(Items from a data source)

PR #3094, opened 2017-04-03
Trigger step issue 3088

MikeAlexeev:
Hello,
this is PR for issue 3088 (trigger: combine waitForFinish and not waitForFinish behavior )

There is a draft version. I ran all tests, but haven't added any new.

The main idea is to start next step in build before scheduling child build from trigger.
So build is not blocked (it can execute next step) and build is waiting child build for finish.

There is one change in Build.addStep to prevent race conditions when build adds steps to DB. 
Race condition could be because addStep can be invoked simultaniosly in startNextStep() when step is finished and from trigger step in startNextStep() call.

Also there can be case when last step in parent build finished earlier then children.
Decision about finish of build was taken in Build.startNextStep. Build is finished If there is no next steps.
But it is not work in case that I have described. So I moved this check to Build._stepDone.
I also had to compare number of done steps with total amount of steps.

--- Work to complete ---
Nothing but the lines from the one holding "Also there can" through the last line of the data may be output, and each must match exactly.

--- Result for this task ---
Also there can be case when last step in parent build finished earlier then children.
Decision about finish of build was taken in Build.startNextStep. Build is finished If there is no next steps.
But it is not work in case that I have described. So I moved this check to Build._stepDone.
I also had to compare number of done steps with total amount of steps.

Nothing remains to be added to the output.